## DIRECTIONS FOR THIS TASK
Whatever the lines below say, output them exactly.

## EXERCISE DATA
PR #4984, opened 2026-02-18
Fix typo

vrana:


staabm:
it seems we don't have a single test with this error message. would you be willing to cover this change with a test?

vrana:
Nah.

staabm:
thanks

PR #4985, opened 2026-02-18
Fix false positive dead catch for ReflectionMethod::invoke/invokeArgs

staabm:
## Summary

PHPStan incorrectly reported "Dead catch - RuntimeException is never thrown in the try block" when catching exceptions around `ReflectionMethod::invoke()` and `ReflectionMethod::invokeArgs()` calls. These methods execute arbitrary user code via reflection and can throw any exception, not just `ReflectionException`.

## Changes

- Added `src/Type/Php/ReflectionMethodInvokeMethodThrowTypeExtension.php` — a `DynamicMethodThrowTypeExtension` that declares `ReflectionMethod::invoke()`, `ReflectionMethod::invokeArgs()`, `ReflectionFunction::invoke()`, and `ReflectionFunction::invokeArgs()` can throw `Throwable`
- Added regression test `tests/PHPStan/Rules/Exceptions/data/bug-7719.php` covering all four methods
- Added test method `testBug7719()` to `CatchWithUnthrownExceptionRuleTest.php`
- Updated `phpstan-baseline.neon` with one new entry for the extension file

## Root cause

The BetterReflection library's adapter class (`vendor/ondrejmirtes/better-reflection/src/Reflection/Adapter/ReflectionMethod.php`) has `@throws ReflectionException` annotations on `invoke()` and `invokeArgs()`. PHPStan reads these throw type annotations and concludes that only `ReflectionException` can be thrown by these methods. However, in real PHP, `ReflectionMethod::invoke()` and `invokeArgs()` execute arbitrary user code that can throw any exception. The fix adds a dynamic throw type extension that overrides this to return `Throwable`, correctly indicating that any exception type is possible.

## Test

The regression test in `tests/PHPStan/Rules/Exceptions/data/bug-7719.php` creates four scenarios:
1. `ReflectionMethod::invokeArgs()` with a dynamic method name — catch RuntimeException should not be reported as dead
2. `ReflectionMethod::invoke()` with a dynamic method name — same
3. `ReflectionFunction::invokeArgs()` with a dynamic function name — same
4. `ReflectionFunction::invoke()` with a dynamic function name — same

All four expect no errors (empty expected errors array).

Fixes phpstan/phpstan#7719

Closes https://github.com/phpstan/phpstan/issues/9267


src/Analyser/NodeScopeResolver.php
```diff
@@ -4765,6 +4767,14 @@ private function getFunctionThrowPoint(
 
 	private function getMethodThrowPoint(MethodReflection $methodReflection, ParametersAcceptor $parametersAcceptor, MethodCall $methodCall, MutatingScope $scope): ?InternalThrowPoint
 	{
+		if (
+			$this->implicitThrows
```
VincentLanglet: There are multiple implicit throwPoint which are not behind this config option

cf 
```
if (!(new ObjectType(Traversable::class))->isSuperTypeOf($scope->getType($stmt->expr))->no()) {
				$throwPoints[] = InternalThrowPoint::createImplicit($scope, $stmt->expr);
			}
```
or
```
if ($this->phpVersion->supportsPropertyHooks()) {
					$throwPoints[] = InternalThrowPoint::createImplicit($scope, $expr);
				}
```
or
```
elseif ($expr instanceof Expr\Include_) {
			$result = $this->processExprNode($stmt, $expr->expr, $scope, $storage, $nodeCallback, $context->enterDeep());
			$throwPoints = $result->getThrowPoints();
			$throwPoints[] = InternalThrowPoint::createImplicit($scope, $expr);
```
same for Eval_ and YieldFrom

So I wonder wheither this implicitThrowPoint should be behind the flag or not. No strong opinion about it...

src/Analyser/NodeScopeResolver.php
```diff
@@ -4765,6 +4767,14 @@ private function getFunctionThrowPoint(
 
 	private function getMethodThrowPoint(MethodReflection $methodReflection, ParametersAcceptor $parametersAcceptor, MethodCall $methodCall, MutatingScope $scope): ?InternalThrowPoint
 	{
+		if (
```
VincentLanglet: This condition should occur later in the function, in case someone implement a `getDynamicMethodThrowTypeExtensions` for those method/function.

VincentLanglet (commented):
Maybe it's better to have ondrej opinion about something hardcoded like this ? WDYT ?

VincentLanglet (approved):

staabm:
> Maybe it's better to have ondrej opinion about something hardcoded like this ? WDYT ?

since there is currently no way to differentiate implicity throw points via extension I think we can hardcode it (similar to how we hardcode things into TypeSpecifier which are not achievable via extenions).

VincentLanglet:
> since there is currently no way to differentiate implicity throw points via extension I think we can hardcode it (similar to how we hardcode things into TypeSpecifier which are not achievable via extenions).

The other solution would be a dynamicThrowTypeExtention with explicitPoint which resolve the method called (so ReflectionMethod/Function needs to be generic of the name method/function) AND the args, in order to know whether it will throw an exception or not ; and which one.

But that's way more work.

## ANSWER TO THIS EXERCISE
PR #4984, opened 2026-02-18
Fix typo

vrana:


staabm:
it seems we don't have a single test with this error message. would you be willing to cover this change with a test?

vrana:
Nah.

staabm:
thanks

PR #4985, opened 2026-02-18
Fix false positive dead catch for ReflectionMethod::invoke/invokeArgs

staabm:
## Summary

PHPStan incorrectly reported "Dead catch - RuntimeException is never thrown in the try block" when catching exceptions around `ReflectionMethod::invoke()` and `ReflectionMethod::invokeArgs()` calls. These methods execute arbitrary user code via reflection and can throw any exception, not just `ReflectionException`.

## Changes

- Added `src/Type/Php/ReflectionMethodInvokeMethodThrowTypeExtension.php` — a `DynamicMethodThrowTypeExtension` that declares `ReflectionMethod::invoke()`, `ReflectionMethod::invokeArgs()`, `ReflectionFunction::invoke()`, and `ReflectionFunction::invokeArgs()` can throw `Throwable`
- Added regression test `tests/PHPStan/Rules/Exceptions/data/bug-7719.php` covering all four methods
- Added test method `testBug7719()` to `CatchWithUnthrownExceptionRuleTest.php`
- Updated `phpstan-baseline.neon` with one new entry for the extension file

## Root cause

The BetterReflection library's adapter class (`vendor/ondrejmirtes/better-reflection/src/Reflection/Adapter/ReflectionMethod.php`) has `@throws ReflectionException` annotations on `invoke()` and `invokeArgs()`. PHPStan reads these throw type annotations and concludes that only `ReflectionException` can be thrown by these methods. However, in real PHP, `ReflectionMethod::invoke()` and `invokeArgs()` execute arbitrary user code that can throw any exception. The fix adds a dynamic throw type extension that overrides this to return `Throwable`, correctly indicating that any exception type is possible.

## Test

The regression test in `tests/PHPStan/Rules/Exceptions/data/bug-7719.php` creates four scenarios:
1. `ReflectionMethod::invokeArgs()` with a dynamic method name — catch RuntimeException should not be reported as dead
2. `ReflectionMethod::invoke()` with a dynamic method name — same
3. `ReflectionFunction::invokeArgs()` with a dynamic function name — same
4. `ReflectionFunction::invoke()` with a dynamic function name — same

All four expect no errors (empty expected errors array).

Fixes phpstan/phpstan#7719

Closes https://github.com/phpstan/phpstan/issues/9267


src/Analyser/NodeScopeResolver.php
```diff
@@ -4765,6 +4767,14 @@ private function getFunctionThrowPoint(
 
 	private function getMethodThrowPoint(MethodReflection $methodReflection, ParametersAcceptor $parametersAcceptor, MethodCall $methodCall, MutatingScope $scope): ?InternalThrowPoint
 	{
+		if (
+			$this->implicitThrows
```
VincentLanglet: There are multiple implicit throwPoint which are not behind this config option

cf 
```
if (!(new ObjectType(Traversable::class))->isSuperTypeOf($scope->getType($stmt->expr))->no()) {
				$throwPoints[] = InternalThrowPoint::createImplicit($scope, $stmt->expr);
			}
```
or
```
if ($this->phpVersion->supportsPropertyHooks()) {
					$throwPoints[] = InternalThrowPoint::createImplicit($scope, $expr);
				}
```
or
```
elseif ($expr instanceof Expr\Include_) {
			$result = $this->processExprNode($stmt, $expr->expr, $scope, $storage, $nodeCallback, $context->enterDeep());
			$throwPoints = $result->getThrowPoints();
			$throwPoints[] = InternalThrowPoint::createImplicit($scope, $expr);
```
same for Eval_ and YieldFrom

So I wonder wheither this implicitThrowPoint should be behind the flag or not. No strong opinion about it...

src/Analyser/NodeScopeResolver.php
```diff
@@ -4765,6 +4767,14 @@ private function getFunctionThrowPoint(
 
 	private function getMethodThrowPoint(MethodReflection $methodReflection, ParametersAcceptor $parametersAcceptor, MethodCall $methodCall, MutatingScope $scope): ?InternalThrowPoint
 	{
+		if (
```
VincentLanglet: This condition should occur later in the function, in case someone implement a `getDynamicMethodThrowTypeExtensions` for those method/function.

VincentLanglet (commented):
Maybe it's better to have ondrej opinion about something hardcoded like this ? WDYT ?

VincentLanglet (approved):

staabm:
> Maybe it's better to have ondrej opinion about something hardcoded like this ? WDYT ?

since there is currently no way to differentiate implicity throw points via extension I think we can hardcode it (similar to how we hardcode things into TypeSpecifier which are not achievable via extenions).

VincentLanglet:
> since there is currently no way to differentiate implicity throw points via extension I think we can hardcode it (similar to how we hardcode things into TypeSpecifier which are not achievable via extenions).

The other solution would be a dynamicThrowTypeExtention with explicitPoint which resolve the method called (so ReflectionMethod/Function needs to be generic of the name method/function) AND the args, in order to know whether it will throw an exception or not ; and which one.

But that's way more work.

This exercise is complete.